*** DATASET EXTRACT ***

PR #278, opened 2025-07-21
CLOUDP-323995 CLOUDP-321068 Ingress and Egress TLS in mongot

fealebenpae:
# Summary

## Checklist

  * **q**: Clarifying question.


api/v1/search/mongodbsearch_types.go
```diff
@@ -47,6 +49,22 @@ type MongoDBSource struct {
...
+	// +optional
+	TLS TLS `json:"tls"`
+}
+
+type TLS struct {
+	Enabled bool `json:"enabled"`
+	// CertificateKeySecret is a reference to a Secret containing a private key and certificate to use for TLS.
+	// The key and cert are expected to be PEM encoded and available at "tls.key" and "tls.crt".
+	// This is the same format used for the standard "kubernetes.io/tls" Secret type, but no specific type is required.
+	// Alternatively, an entry tls.pem, containing the concatenation of cert and key, can be provided.
```
lsierant, line 62: do we normally support tls.pem AND tls.crt in secrets? I thought we're only supporting standard tls secret types so tls.key and tls.crt only. We might have some leftovers in the codebase handling tls.pem-type secrets but we shouldn't support them anymore for new things. Could you verify it's the case here?

controllers/operator/mongodbsearch_controller.go
```diff
@@ -89,5 +90,6 @@ func AddMongoDBSearchController(ctx context.Context, mgr manager.Manager, operat
 		For(&searchv1.MongoDBSearch{}).
 		Watches(&mdbcv1.MongoDBCommunity{}, r.mdbcWatcher).
 		Owns(&appsv1.StatefulSet{}).
+		Owns(&corev1.Secret{}).
```
lsierant, line 93: just to ensure - we won't take any ownership of tls certificates referenced in the CR? I.e. those won't be deleted with deleting the CR?

controllers/search_controller/mongodbsearch_reconcile_helper.go
```diff
@@ -85,13 +89,28 @@ func (r *MongoDBSearchReconcileHelper) reconcile(ctx context.Context, log *zap.S
 		return workflow.Failed(err)
 	}
 
-	mongotConfig := createMongotConfig(r.mdbSearch, r.db)
-	configHash, err := r.ensureMongotConfig(ctx, mongotConfig)
+	ingressTlsMongotModification, ingressTlsStsModification, err := r.ensureIngressTlsConfig(ctx)
```
lsierant, line 92: nit: can we have Tls as uppercased TLS in those names?

api/v1/search/mongodbsearch_types.go
fealebenpae: We’re using the community operator’s tls secret handling behind the scenes which does support the concatenated tls.pem field. I copied this comment directly from the Community CRD. I am happy to drop the tls.pem thing altogether, though.

controllers/search_controller/mongodbsearch_reconcile_helper.go
lsierant: While I agree it's quite nice naming convention specifying mongot's server as ingress and mongot->mongod as egress, I'm a bit worried it's initially misleading/confusing as ingress in k8s is generally considered as a mechanism for exposing workloads externally.

controllers/operator/mongodbsearch_controller.go
fealebenpae: Correct. This is for the secret the operator creates which contains the concatenated certificate and key, just like the mongod secret.

controllers/search_controller/mongodbsearch_reconcile_helper.go
fealebenpae: How about if we call them “query” and “replication” as the search team does?

api/v1/search/mongodbsearch_types.go
lsierant: Let's drop it and keep it simple, exactly the same as tls-type secrets are defined 👍

controllers/search_controller/mongodbsearch_reconcile_helper.go
lsierant: replication is regarded also as syncSource, at least in the config schema. Query seems OK, let's see how those work out in the codebase, but it's not super important

fealebenpae: That sounds good to me. I’m not attached to the names I used - I just wanted to see if things worked first.

docker/mongodb-kubernetes-tests/tests/search/search_community_tls.py
```diff
@@ -0,0 +1,324 @@
...
+
+TLS_SECRET_NAME = "tls-secret"
+TLS_CA_CONFIGMAP_NAME = "tls-ca-configmap"
+
+# MongoDBSearch TLS configuration
+MDBS_TLS_SECRET_NAME = "mdbs-tls-secret"
+
+
+@fixture(scope="module")
+def ca_certificate(tmp_path_factory: TempPathFactory):
```
lsierant: I think we're relying on already generated ca.crt ca.key in the test resource files (look for ca.crt). So if we don't do anything more here than just ca file, we might not need this code

docker/mongodb-kubernetes-tests/tests/search/search_community_tls.py
```diff
@@ -0,0 +1,324 @@
...
+        .sign(ca_private_key, hashes.SHA256())
+    )
+
+    cert_file_path = tmp_path_factory.mktemp("certs").joinpath("ca.crt")
+    cert_file_path.write_bytes(ca_cert.public_bytes(serialization.Encoding.PEM))
+
+    return ca_cert, ca_private_key, cert_file_path
+
+
+def generate_server_certificate(
```
lsierant: also for this consider using existing code: look for `generate_cert`, `create_tls_certs` functions and usages. We use cert-manager in e2e tests, so we don't need this custom RSA code around.

docker/mongodb-kubernetes-tests/tests/search/search_community_tls.py
```diff
@@ -0,0 +1,324 @@
...
+
+@fixture(scope="module")
+def mdbc(namespace: str) -> MongoDBCommunity:
+    resource = MongoDBCommunity.from_yaml(
+        yaml_fixture("community-replicaset-sample-mflix.yaml"),
+        name=MDBC_RESOURCE_NAME,
+        namespace=namespace,
+    )
+
+    # Add TLS configuration
```
lsierant, line 45: please add:
if tryLoad(resource): return resource 

and change CR fixture scope to function. It's a pattern allowing loading (and thus refreshing) the CR with each test's invocation if it's already created.

docker/mongodb-kubernetes-tests/tests/search/search_community_tls.py
```diff
@@ -0,0 +1,324 @@
...
+@mark.e2e_search_community_tls
+def test_wait_for_community_resource_ready(mdbc: MongoDBCommunity):
+    mdbc.assert_reaches_phase(Phase.Running, timeout=1800)
+
+
+@mark.e2e_search_community_tls
+def test_validate_tls_connections(mdbc: MongoDBCommunity, mdbs: MongoDBSearch, namespace: str, ca_certificate):
+    ca_file_path = str(ca_certificate[2])
+
+    with pymongo.MongoClient(
```
lsierant, line 127: can we extend SearchTester to handle TLS? it's already using MongoTester which does those operations already. SearchTester inherits from MongoTester which has `assert_connectivity` method and I believe MongoTester handles TLS already

lsierant: movies_search_helper.assert_connectivity will be available just like that

mongodb-community-operator/pkg/tls/tls.go
```diff
@@ -0,0 +1,113 @@
...
+		Build()
+
+	return fileName, secret.CreateOrUpdate(ctx, getUpdateCreator, operatorSecret)
+}
+
+// getCertAndKey will fetch the certificate and key from the user-provided Secret.
+func getCertAndKey(ctx context.Context, getter secret.Getter, secretName types.NamespacedName) string {
+	cert, err := secret.ReadKey(ctx, getter, tlsSecretCertName, secretName)
+	if err != nil {
+		return ""
```
lsierant, line 56: is it correct to not error in case referenced secret is not there? If we look for something and it's not there, isn't it better to requeue the reconcile and try again?

mongodb-community-operator/pkg/tls/tls.go
```diff
@@ -0,0 +1,113 @@
...
+	}
+
+	return combineCertificateAndKey(cert, key)
+}
+
+// getPem will fetch the pem from the user-provided secret
+func getPem(ctx context.Context, getter secret.Getter, secretName types.NamespacedName) string {
+	pem, err := secret.ReadKey(ctx, getter, tlsSecretPemName, secretName)
+	if err != nil {
+		return ""
```
lsierant, line 71: here as well, it doesn't look good to ignore errors like that

mongodb-community-operator/pkg/tls/tls.go
```diff
@@ -0,0 +1,113 @@
...
+	trimmedCert := strings.TrimRight(cert, "\n")
+	trimmedKey := strings.TrimRight(key, "\n")
+	return fmt.Sprintf("%s\n%s", trimmedCert, trimmedKey)
+}
+
+// getPemOrConcatenatedCrtAndKey will get the final PEM to write to the secret.
+// This is either the tls.pem entry in the given secret, or the concatenation
+// of tls.crt and tls.key
+// It performs a basic validation on the entries.
+func getPemOrConcatenatedCrtAndKey(ctx context.Context, getter secret.Getter, secretName types.NamespacedName) (string, error) {
```
lsierant, line 86: complexity of this function is too much at first glance. Let's see how it will be if we not handle pem keys in the secret

mongodb-community-operator/pkg/tls/tls.go
fealebenpae: This file is a copy of [mongodb_tls.go](https://github.com/mongodb/mongodb-kubernetes/blob/master/mongodb-community-operator/controllers/mongodb_tls.go). I don't believe it should exist as it does now in this PR, but it was the quickest way I could get TLS up and running for testing purposes.

mongodb-community-operator/pkg/tls/tls.go
```diff
@@ -0,0 +1,113 @@
...
+// ensureTLSSecret will create or update the operator-managed Secret containing
+// the concatenated certificate and key from the user-provided Secret.
+// Returns the file name of the concatenated certificate and key
+func EnsureTLSSecret(ctx context.Context, getUpdateCreator secret.GetUpdateCreator, resource TLSConfigurableResource) (string, error) {
+	certKey, err := getPemOrConcatenatedCrtAndKey(ctx, getUpdateCreator, resource.TLSSecretNamespacedName())
+	if err != nil {
+		return "", err
+	}
+	// Calculate file name from certificate and key
+	fileName := OperatorSecretFileName(certKey)
```
lsierant, line 40: do we support or do we plan to support the old + current file names in the secret like in MongoDB now?

fealebenpae: The code for creating the operator TLS secret does what the Community reconciler does because that's where I copied it from - it does support multiple pem entries in the secret, but it doesn't track which one is the current one like the MongoDB reconciler does. That said, tracking the previous certificate is not necessary for mongot to handle certificate rotations.

docker/mongodb-kubernetes-tests/tests/search/search_community_tls.py
fealebenpae: I agree with what you're saying, but I thought using SearchTester for that might be confusing - we create it with the mongod connection string so we can use its assert_connectivity method here as it's already supporting tls, but we need the additional connection string for testing mongot connectivity. Could you elaborate a bit on the changes you envision for SearchTester?

lsierant (approved):
Let's merge and cleanup/refactor this later on.

docker/mongodb-kubernetes-tests/tests/search/search_community_tls.py
lsierant: oh, wait - you're connecting also here directly to mongot. I missed that part. For direct mongot connection it's OK to connect like that here - it will be one shot probably. 
For the connection to the replicaset we can use SearchTester. 

Anyway it's not important and we can leave it like that.

anandsyncs (approved):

***

## THE TASK
Copy out each line of the data where the string "trimmedCert" appears.

## TASK SOLUTION
+	trimmedCert := strings.TrimRight(cert, "\n")
+	return fmt.Sprintf("%s\n%s", trimmedCert, trimmedKey)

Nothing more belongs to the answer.